“所以,總結起來說。”聽完眾人計劃的易松故意放慢了語速問道,“你們希望我帶著你們像剛才那樣把你們送進第二層科爾森所在的位置?”
“差不多是這樣的。”斯凱再一次小聲地用大家都聽得見的聲音嘀咕道,“其實我們本來是想讓你單獨傳送過去的,反正你是復仇者應該不會死,但是剛剛我們已經知道原來你可以帶著人傳送,那就不太好意思全麻煩你了,畢竟……”

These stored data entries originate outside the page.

PR #2691, opened 2026-07-15
CAMS-816 Backfill trustee professional IDs via inverse ACMS pass

### LINKED ISSUE #2687: Backfill trustee-professional-ids by matching from ACMS professional records outward
## Overview

The `trustee-professional-ids` collection maps CAMS trustees to their ACMS professional IDs. It is currently populated **only** as a side effect of MIGRATE-TRUSTEES: `upsertProfessionalIds` (`migrate-trustees.ts`, ~line 707) starts from each ATS trustee record and queries ACMS by exact `(firstName, lastName, state)` match against CMMPR (`PROF_TYPE = 'TR' OR NULL`) — see `acms.gateway.ts` `getTrusteeProfessionalIds` (~line 265).

This matching is **one-directional (ATS → ACMS)**: it only ever visits ACMS professional records reachable from an ATS trustee. ACMS professional records that have no corresponding ATS trustee (or whose ATS name/state didn't align) are never visited, so their case appointments cannot be resolved to a CAMS trustee and are stamped with the sentinel `trusteeId` — which is why sentinel case appointments remain in CAMS.

This task adds the **inverse (ACMS → CAMS)** pass — starting from the full set of ACMS professional records and finding CAMS trustees still missing a mapping — so the mapping set is comprehensive. It directly increases the mappings available to the sentinel-heal work.

## Current Behavior

- `trustee-professional-ids` is populated one CAMS trustee at a time, looking outward from ATS to ACMS.
- Per `/cams-gateways`: ACMS professional IDs use a compound key `(GROUP_DESIGNATOR, PROF_CODE)` formatted `"{GROUP_DESIGNATOR}-{PROF_CODE:5}"` (e.g. `"NY-00063"`). **One CAMS trustee can hold multiple ACMS professional IDs** (across groups); model the relationship as one-CAMS-trustee-to-many-ACMS-IDs, not 1:1. Never filter by `PROF_CODE` alone — always use the compound key.

## Required Behavior

**1. Add a `heal` intent to the MIGRATE-TRUSTEES start message.** Extend `MigrationStartMessage` (`migrate-trustees.ts`) with a `heal` flag, handled in `handleStart` alongside the existing `flushQueues` / `deleteAll` / `reset` intents. The `heal` intent triggers the professional-ID backfill logic (below) rather than a full trustee migration.

**2. New CMMPR query for the full professional-record set.** Add a new ACMS gateway query (distinct from `getTrusteeProfessionalIds`, which filters by name/state) that pulls the **full set** of trustee professional records from CMMPR filtered by `PROF_TYPE = 'TR'`, independent of ATS, keyed on the compound `(GROUP_DESIGNATOR, PROF_CODE)`.

**3. Backfill missing mappings.** For each ACMS professional record **without** an existing `trustee-professional-ids` entry (check via `repo.findByAcmsProfessionalId`), attempt to match it to a CAMS trustee (name + state; same matching rules as today, improved if warranted). Create new `trustee-professional-ids` mappings for matches the original ATS-driven pass missed. `repo.createProfessionalId(camsTrusteeId, acmsProfessionalId, user)` is already idempotent (checks for the existing `(camsTrusteeId, acmsProfessionalId)` pair before inserting).

**4. Report unmatched via a dedicated queue.** Route ACMS professional records that still could not be matched to a CAMS trustee to a **dedicated unmatched-professional-ids queue** (mirroring the existing `FAILED_APPOINTMENTS` queue pattern in the MIGRATE-TRUSTEES handler). The report is then retrieved by draining that queue to a blob file via the existing `flushQueues` intent — the same mechanism used to produce `flush-failed-appointments-*.jsonl`.

**5. Idempotency.** Re-running the `heal` intent creates no duplicate mappings and produces no undesired side effects; a subsequent run converges to the same state as the first successful run.

## Acceptance Criteria

- [ ] `heal` intent added to `MigrationStartMessage` and handled in `handleStart`
- [ ] New CMMPR query returns the full ACMS trustee professional-record set filtered by `PROF_TYPE = 'TR'`, using the compound `(GROUP_DESIGNATOR, PROF_CODE)` key (never `PROF_CODE` alone)
- [ ] Backfill matches ACMS professionals → CAMS trustees for records missing a mapping
- [ ] New mappings created in `trustee-professional-ids` for matches found this way
- [ ] One-CAMS-trustee-to-many-ACMS-IDs relationship handled (not assumed 1:1)
- [ ] Unmatched ACMS professional records are routed to a dedicated queue and retrievable via `flushQueues` (as with failed appointments)
- [ ] Idempotent — no duplicate mappings created for professionals already mapped, and re-runs have no undesired side effects

bityogi:
# Purpose

Make the `trustee-professional-ids` mapping set comprehensive so ACMS case appointments can be resolved to CAMS trustees, reducing the sentinel-stamped appointments that remain because the mapping was only ever built one-directionally (ATS → ACMS). Closes #2687.

# Major Changes

* Added a `heal` intent to the MIGRATE-TRUSTEES start message, handled in `handleStart` alongside the existing `flushQueues` / `deleteAll` / `reset` intents.
* Added `getAllTrusteeProfessionalRecords` to the ACMS gateway: pulls the full CMMPR trustee professional-record set filtered by `PROF_TYPE = 'TR'`, keyed on the compound `(GROUP_DESIGNATOR, PROF_CODE)` professional ID (never `PROF_CODE` alone).
* Added the `backfillProfessionalIds` use case: for each ACMS professional record without an existing mapping (`findByAcmsProfessionalId`), match it to a CAMS trustee by name + state and create the mapping idempotently. Handles the one-CAMS-trustee-to-many-ACMS-IDs relationship (records processed independently).
* Routed ACMS professional records that still can't be matched to a dedicated `unmatched-professional-ids` queue, drained to a blob via the existing `flushQueues` intent (mirrors the `failed-appointments` pattern; produces `flush-unmatched-professional-ids-*.jsonl`).
* Extracted `runFlushQueues` / `runHeal` / `runDeleteAll` helpers from `handleStart` to keep it within the cognitive-complexity limit.

# Testing/Validation

Implemented using TDD. Added unit coverage for:
* `backfillProfessionalIds` — create-on-match, skip-already-mapped (idempotency), unmatched routing with reason codes (`NO_TRUSTEE_MATCH`, `INCOMPLETE_NAME_OR_STATE`, `LOOKUP_FAILED`, `CREATE_FAILED`), one-to-many mapping, mixed-page counter aggregation, and gateway failure.
* `getAllTrusteeProfessionalRecords` — full set returned, compound-key/`PROF_TYPE` filter, extended request timeout, empty set, error wrapping.
* `handleStart` heal intent — backfill invoked, unmatched records routed to the queue, backfill failure routed to DLQ with preserved error, and success/failure telemetry. Updated the `flushQueues` tests for the new fifth queue.

Full backend suite: 3314 tests pass; backend coverage 95.75% statements / 90.67% branches (`migrate-trustees.ts` at 98%). Typecheck and lint clean on changed files.

# Notes

* Idempotent by design: already-mapped ACMS records are skipped (no lookup), and `createProfessionalId` de-dupes the `(camsTrusteeId, acmsProfessionalId)` pair, so re-running `heal` converges to the same state.
* Matching reuses the existing name+state rules (`findTrusteeByNameAndState`), consistent with the original ATS-driven pass.
* The `unmatched-professional-ids` queue is registered as an extra output on `handleStart` and is now also drained by `flushQueues`.
* Unrelated: the BDD suite currently fails to resolve `path-to-regexp` (via `express@5 → router`) on `main`; this is pre-existing and not touched by this branch.

# Definition of Done:

## Summary by Sourcery

Add a heal intent to trustee migration to backfill trustee-professional-ids from ACMS, route unmatched records for review, and expand integration coverage for migration and Zoom CSV import flows.

New Features:
- Introduce heal intent on MIGRATE-TRUSTEES start to trigger an ACMS-driven trustee-professional-ids backfill.
- Expose an ACMS gateway operation to retrieve all trustee professional records keyed by compound professional ID.
- Add an import-zoom-csv integration harness and supporting scripts to validate Zoom CSV ingestion end-to-end.

Enhancements:
- Extend migrate-trustees handleStart to support professional-ID backfill and unmatched-professional-ids output while refactoring intent handling for clarity.
- Augment migration integration harness to cover active trustee filtering, migration state lifecycle, CAMS-772 archive-date overrides, and heal backfill scenarios.

Tests:
- Add unit tests for the professional-ID backfill use case, including idempotency, error handling, and aggregate counters.
- Add tests for the new ACMS gateway professional-record fetch behaviour and migrate-trustees heal/flushQueues handling.
- Introduce new SQL seed fixtures and integration scripts to drive trustee migration and Zoom CSV import scenarios end-to-end.

Chores:
- Remove legacy trustee migration testing scripts now superseded by the new integration harnesses.


btposey:
## Review: architecture, YAGNI/pragmatic, and test-quality pass

Ran three parallel specialist reviews against this PR (architecture, pragmatic/YAGNI, test quality). Summary below, with follow-up work tracked as beads for traceability. Filing as follow-up beads rather than blocking here since the mapping logic, idempotency design, and error routing in the core `backfillProfessionalIds` implementation are sound — the main concern is the `heal` intent's execution model at production scale.

### High priority

**`heal` intent needs to be paginated before running against production ACMS volume** — `backfillProfessionalIds()` (`migrate-trustees.ts:1148`) pulls the entire CMMPR professional-record set into memory and processes it serially inside a single synchronous `handleStart` invocation (`runHeal`, `migrate-trustees.ts:180`). Every other backfill in this codebase (`backfill-phonetic-tokens.ts`, `backfill-case-appointment-dates.ts`, `backfill-trustee-appointments-downstream.ts`, and others) uses `CursorMessage`-driven pagination with `MigrationStateService`-tracked resumability specifically to avoid the 1-hour Function timeout and survive partial failures. This diverges from that established pattern with no cursor, no persisted progress, and no recovery if it times out mid-scan.

Agreed redesign with @btposey: a reader step does one ACMS fetch (~10k records), chunks the result set in memory, and enqueues one page message per chunk to a new `heal-page` queue. A new `handleHealPage` handler processes each chunk with its own smaller retry ceiling (429-aware backoff) and proper continuation/resume via `MigrationStateService`. Unmatched records route to a new `heal-unmatched-professional-ids` queue, kept separate from the `unmatched-professional-ids` queue already added in this PR.

Tracked as:
- `cams-2cc4` — reader/chunking half (new `heal-page` queue, rewritten `runHeal`)
- `cams-l3e8` — `handleHealPage` handler (continuation, retry, unmatched routing)
- `cams-zxws` — trim `runFlushQueues` to failure/DLQ/unmatched queues only (drops START/PAGE from the flush list, adds `heal-unmatched-professional-ids`)

**`dumpQueueToBlob` is a duplicated helper with a divergent bugfix** — the copy in this PR (`migrate-trustees.ts:67-116`) calls `queueClient.deleteMessage` after reading each message; the pre-existing original in `migrate-case-appointments.ts:153-183` does not, meaning its queue never actually drains on flush. This PR silently fixes the bug only in its own copy. Recommend extracting one shared helper and fixing the original's missing `deleteMessage` call as part of that extraction.

Tracked as: `cams-xubc`

### Medium priority — test gaps

Test quality review found the core matching/idempotency/reason-code logic is well covered (all 4 reason codes, idempotency, mixed-page aggregation, and gateway failure are genuinely asserted, not incidental — good work). Gaps found:
- `vi.restoreAllMocks()` in `afterEach` instead of `beforeEach` (`migrate-trustees.test.ts:63-65`) — can leak mock state if a prior test throws
- No test for an empty ACMS record set, or for whitespace-only name/state fields that only become empty after `.trim()`
- No test for duplicate `acmsProfessionalId` within one page
- Heal handler tests never assert `scanned`/`alreadyMapped` in trace details or `documentsFailed` on the partial-unmatched path
- `acms.gateway.test.ts:637-639` asserts on literal SQL substrings rather than behavior — brittle to harmless query reformatting

Tracked as: `cams-j3ya` (deliberately sequenced after the heal redesign lands, since `backfillProfessionalIds` is being restructured and some of these tests will move/change shape)

### Cleared as non-issues (pragmatic/YAGNI pass)

The four `UnmatchedProfessionalId` reason codes, the `runFlushQueues`/`runHeal`/`runDeleteAll` extraction from `handleStart`, and the new `import-zoom-csv-harness.ts` integration coverage were all reviewed for over-engineering/YAGNI violations and found justified — each maps to genuine, distinguishable, actionable behavior rather than speculative generalization.

backend/lib/use-cases/dataflows/migrate-trustees.ts
```diff
@@ -1104,6 +1104,170 @@ async function writeUnmatchedProfessionalIds(
...
+ * missing a mapping, making the mapping set comprehensive.
+ *
+ * Idempotent: records that already have a `trustee-professional-ids` entry are
+ * skipped, and `repo.createProfessionalId` de-dupes the `(camsTrusteeId,
+ * acmsProfessionalId)` pair, so re-runs converge to the same state.
+ *
+ * ACMS records that still cannot be matched to a CAMS trustee are returned in
+ * `unmatched` for the handler to route to the dedicated unmatched queue.
+ */
+export async function backfillProfessionalIds(
```
btposey: **Architecture finding (High):** this pulls the entire ACMS CMMPR professional-record set into memory and processes it serially in a single pass, with two awaited DB round-trips per record and no batching. Six other backfills in this codebase (`backfill-phonetic-tokens.ts`, `backfill-case-appointment-dates.ts`, `backfill-trustee-appointments-downstream.ts`, etc.) use `CursorMessage`-driven pagination with `MigrationStateService`-tracked resumability for exactly this workload shape, to avoid the 1-hour Function timeout and survive partial failures.

Agreed redesign: a reader step does one ACMS fetch (~10k records is an acceptable single-fetch size), chunks the result set in memory, and enqueues one page message per chunk to a new `heal-page` queue — no per-page ACMS re-query. Tracked in **cams-2cc4** (reader/chunking) and **cams-l3e8** (page handler with continuation, retry, unmatched routing).

backend/function-apps/dataflows/migrations/migrate-trustees.ts
```diff
@@ -112,13 +119,185 @@ function requiresDeleteAll(start: MigrationStartMessage): boolean {
...
+  });
+}
+
+/**
+ * heal intent: backfill trustee-professional-ids by matching outward from the
+ * full ACMS professional-record set to CAMS trustees. Unmatched records are
+ * routed to the dedicated unmatched-professional-ids queue (retrieved via the
+ * flushQueues intent, mirroring the failed-appointments pattern).
+ */
+async function runHeal(
```
btposey, line 160: **Architecture finding (High):** `runHeal` runs the entire backfill synchronously within one `handleStart` invocation — no cursor, no persisted progress, no requeue. If this times out partway through a ~10k-record scan, all progress is lost with no resume point.

Agreed redesign (see **cams-2cc4**, **cams-l3e8**): `runHeal` becomes a reader that chunks the ACMS result set and enqueues page messages; a new `handleHealPage` handler processes each chunk with its own retry ceiling (1 retry, 429-aware backoff — distinct from the existing `MAX_RETRY_ATTEMPTS`) and tracks progress via `MigrationStateService` for proper continuation/resume. Unmatched records route to a new `heal-unmatched-professional-ids` queue, kept separate from `unmatched-professional-ids`.

backend/function-apps/dataflows/migrations/migrate-trustees.ts
```diff
@@ -112,13 +119,185 @@ function requiresDeleteAll(start: MigrationStartMessage): boolean {
...
+ * unmatched-professional-ids queue produced by the heal intent.
+ */
+async function runFlushQueues(context: ApplicationContext, trace: HandleStartTrace): Promise<void> {
+  const { logger } = context;
+  logger.info(MODULE_NAME, 'flushQueues flag detected — dumping queues to blob storage.');
+  const objectStorage = factory.getObjectStorageGateway(context);
+  const outputContainerName = buildContainerName(MODULE_NAME, 'out');
+  const timestamp = new Date().toISOString().replace(/[:.]/g, '-');
+
+  const queuesToFlush = [
```
btposey, line 110: **Design change (per discussion with @btposey):** `queuesToFlush` should drop the START and PAGE entries entirely — a healthy running migration's start/page queues should be empty/transient, and `flushQueues` should be purely a failure/DLQ/unmatched inspection tool going forward (for both the ATS migration and heal, not just heal-specific scoping). The new `heal-unmatched-professional-ids` queue (from **cams-l3e8**) should be added to this trimmed list; the new `heal-page` continuation queue should NOT be added (paging queues are excluded by design). Also worth noting: `dumpQueueToBlob` (defined above this function) duplicates `migrate-case-appointments.ts`'s helper of the same name, and the two have diverged — this copy calls `deleteMessage` after reading, the original doesn't, so the original's queue never actually drains on flush. Recommend extracting one shared helper into `dataflows-common.ts` and fixing that bug in the original. Tracked in **cams-zxws** (flush trim) and **cams-xubc** (dumpQueueToBlob dedup).

backend/lib/adapters/gateways/acms/acms.gateway.test.ts
```diff
@@ -615,6 +615,60 @@ describe('ACMS gateway tests', () => {
...
+      });
+
+      const context = await createMockApplicationContext();
+      const gateway = new AcmsGatewayImpl(context);
+      const result = await gateway.getAllTrusteeProfessionalRecords(context);
+
+      expect(result).toEqual(dbResults);
+
+      // The compound (GROUP_DESIGNATOR, PROF_CODE) key must be used — never PROF_CODE alone.
+      const query = spy.mock.calls[0][1] as string;
```
btposey, line 641: **Test quality finding (High):** asserting on literal SQL substrings (`toContain('GROUP_DESIGNATOR')`, `"PROF_TYPE = 'TR'"`) couples this test to query text formatting rather than behavior — it'll break on harmless SQL reformatting, and doesn't actually verify filtering since the mock returns canned data regardless of the query. Tracked along with other test gaps in **cams-j3ya** (sequenced after the heal redesign lands, since this code path is being restructured).

btposey (commented):
Automated architecture/pragmatic/test-quality review — see summary comment for full context.

backend/function-apps/dataflows/migrations/migrate-trustees.ts
bityogi: Done in 701016ad. `runHeal` is now a reader (one ACMS fetch → chunk in memory → one `heal-page` message per chunk, records embedded), and a new `handleHealPage` handler processes each chunk with in-place 429 backoff + escape-hatch re-enqueue and its own retry ceiling (distinct from `MAX_RETRY_ATTEMPTS`). Unmatched → new `heal-unmatched-professional-ids` queue.

One divergence from the bead as written: heal progress is tracked via **flat `heal*` fields on `TRUSTEE_MIGRATION_STATE`** rather than a new `HEAL_PROFESSIONAL_IDS_STATE` documentType. Reason: dataflows `host.json` sets queue `batchSize: 10`, so the enqueued pages run concurrently, and `atomicIncrement`/`atomicDecrement` (the only race-safe way to update counters) operate on top-level fields only. Flat fields keep blast radius zero on the shared repo method used by migrate-case-appointments/trustees. Completion is driven by an atomic `healRecordsRemaining` countdown.

backend/function-apps/dataflows/migrations/migrate-trustees.ts
bityogi: Done in 701016ad. `queuesToFlush` is trimmed to failure/DLQ/unmatched only — `dlq`, `failed-appointments`, `unmatched-professional-ids`, and the new `heal-unmatched-professional-ids`. START and PAGE are dropped; `heal-page` is deliberately excluded (paging queues are never flushed).

On the `dumpQueueToBlob` divergence you flagged: extracted a single shared helper into `dataflows-common.ts`, parameterized on connection string + queue/blob/container, and fixed the migrate-case-appointments copy that never called `deleteMessage` — so its flush now actually drains the queue. Added a regression test asserting `deleteMessage` fires on that path.

backend/lib/adapters/gateways/acms/acms.gateway.test.ts
bityogi: Partially addressed here, remainder tracked in cams-j3ya (which you sequenced to land after this redesign). In this commit I fixed the near-useless timeout assertion (`toBeGreaterThan(0)` → asserts the actual configured `ACMS_REQUEST_TIMEOUT_MS` is threaded through) and folded the use-case test-gap findings into the restructured code: `vi.restoreAllMocks()` moved to `beforeEach`, empty-set case, whitespace-only trim, and duplicate `acmsProfessionalId` within one chunk.

The literal-SQL-substring assertions here (#6) and the `test.each` dedup (#8) I intentionally left for cams-j3ya, since `getAllTrusteeProfessionalRecords` itself was not restructured by this change and those are better done as a focused pass. Integration coverage now also exercises the real CMMPR query end-to-end (Step 9 of the migrate-trustees harness), which verifies filtering behaviorally rather than by query text.

backend/lib/use-cases/dataflows/migrate-trustees.ts
bityogi: Done in 701016ad (cams-2cc4). The monolithic `backfillProfessionalIds` is replaced by a reader + page-processor split: `readAllTrusteeProfessionalRecords` does the single ACMS fetch (~10k acceptable), `runHeal` chunks the result in memory and enqueues one `heal-page` message per chunk (records embedded, no per-page re-query), and `backfillProfessionalIdsPage` runs the per-record matching for a chunk with 429 in-place backoff + escape hatch. See the companion reply on `runHeal`/`handleHealPage` for the state-tracking divergence (flat `heal*` fields on `TRUSTEE_MIGRATION_STATE` instead of a new documentType, driven by concurrent page handlers under `batchSize: 10`).

mattstankey:
## Review notes on the `heal` paging design

Ran a multi-angle review (architecture, reliability, security, simplicity) against this diff. Security and OeSA boundary compliance came back clean (no injection risk, no new secrets, Good-Fences respected on queue DTOs). Given the paged reader→queue→handler design is the settled architecture here (per the CAMS-816 architecture review that drove the last commit), the actionable items are about making that design correct and consistent with the rest of the dataflow's paging conventions — not about reconsidering it.

### Should fix before merge

1. **Counter race in `recordHealPageResult`** (`trustee-migration-state.service.ts:79-108, 354-396`) — the atomic `$inc` on `healCreated`/`healAlreadyMapped`/`healUnmatched`/`healRecordsRemaining` is immediately followed by `updateMigrationState`, which does a non-atomic read-then-`replaceOne` of the whole document. With `batchSize: 10` concurrent page handlers, one handler's full-document write can revert another's atomic increment mid-flight. `migrate-case-appointments.ts`'s `incrementMetric` already avoids this exact pattern with an explicit warning comment — this regresses that lesson. Recommend a targeted `$set` for just `healStatus`/`healLastUpdatedAt` instead of round-tripping the full document, or derive `COMPLETED` purely from the atomic increment's return value.

2. **Silent record loss on re-enqueue failure** (`migrate-trustees.ts:1054-1101, 1165-1167`) — `handleHealPage` doesn't check `reEnqueueHealPage`'s boolean return. If the re-enqueue send fails, the deferred records are dropped with no error, no DLQ entry, and no counter update — they just vanish and the run appears stuck `IN_PROGRESS` forever with no diagnosable cause.

3. **No jitter on `computeHealBackoffMs`** (`migrate-trustees.ts` use-case, `HEAL_BASE_DELAY_MS`/backoff calc) — up to 10 concurrent pages compute backoff deterministically from the same formula, so a Cosmos 429 under load causes synchronized retry-storms across pages. `reEnqueueHealPage` already adds jitter elsewhere in this same file — worth applying the same treatment here.

4. **No poison-queue handler for `heal-page`** (`migrate-trustees.ts:1230-1236`) — every other queue handler in this dataflow family (`handle-missed-division-changes.ts`, `division-change-cleanup.ts`, `sync-cases.ts`, `sync-trustee-case-appointments.ts`) registers a `-poison` handler for messages that exceed `maxDequeueCount`. `HANDLE_HEAL_PAGE` doesn't, so an unexpected error in `backfillProfessionalIdsPage` silently strands messages in `heal-page-poison` with nothing draining, logging, or alerting on it.

5. **Dead `unmatched-professional-ids` queue** (`migrate-trustees.ts:642-645, 724-727`) — declared and drained in `runFlushQueues`, but nothing in the diff ever writes to it; all unmatched records actually go to `heal-unmatched-professional-ids`. The PR description says records route to the former, but the shipped code routes to the latter. Recommend deleting the unused queue.

### Worth a look

6. **`migrate-case-appointments.ts` still drains live `START`/`PAGE` queues via `flushQueues`** — this PR correctly excludes `START`/`PAGE` from `runFlushQueues` for `migrate-trustees` (since draining them mid-run via the shared `dumpQueueToBlob` would delete live continuation messages and silently halt an in-progress migration), but the sibling dataflow still flushes those same queue types with the newly-shared helper. Looks like an oversight rather than an intentional difference.

7. **No resumable cursor for the heal reader** — the rest of this dataflow's paging uses a cursor-based `CursorMessage` (`{ lastId, importAll? }`) that's naturally resumable on restart. The heal reader does a single upfront full-table fetch and embeds records directly into `HealPageMessage`, which is reasonable for the current ~10k-row scale but has no equivalent resumability if `runHeal` itself fails partway through enqueuing. Worth a short comment noting this as a deliberate scale-based tradeoff (or adding one) so a future maintainer extending the `PAGE` convention elsewhere doesn't assume resumability applies here too.

### Scope note

`test/integration/import-zoom-csv/` (596-line new harness + Azurite/env scaffolding) exercises `importZoomCsv`, which is unrelated to the professional-ID backfill this PR is scoped to. Consider splitting it into its own PR against whichever ticket owns that use case, so review of the `heal` logic isn't diluted and the Zoom CSV harness gets review attention of its own.

---
No blocking security findings. `dumpQueueToBlob` extraction and the `runFlushQueues`/`runHeal`/`runDeleteAll` split out of `handleStart` are solid, well-scoped refactors — nice cleanup.

btposey:
## Follow-up review: commit `701016adb` ("paginate heal intent for resilience")

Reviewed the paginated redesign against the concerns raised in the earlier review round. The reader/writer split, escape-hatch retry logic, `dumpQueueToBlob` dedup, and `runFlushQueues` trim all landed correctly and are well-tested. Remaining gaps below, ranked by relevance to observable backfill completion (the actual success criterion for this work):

原來你連自己人的臺都拆,聽見斯凱這么說的易松感到很欣慰。忽然他又想到了話中的另一點:⊙▽⊙等等!我什么時候成復仇者了?
易松哪里知道這是尼克弗瑞的主意。紐約大戰的時候,知道了易松和“牛仔”是同個人的黑寡婦在戰斗結束后,第一時間就把這個情報交給了局長。
因此尼克弗瑞就把他列為了復仇者之一,當然了,對外的理由是“打敗過復仇者,并且救助過復仇者,而且和復仇者并肩作戰過,也擁有超凡的能力”。
作為復仇者中的官方“交際花”,同樣知情的托尼斯塔克也沒有否認弗瑞的說法,當然他是出于好心,他覺得有多大的能力就應該配得上多大的體面。在他眼里被稱為復仇者是一件很光榮的事情。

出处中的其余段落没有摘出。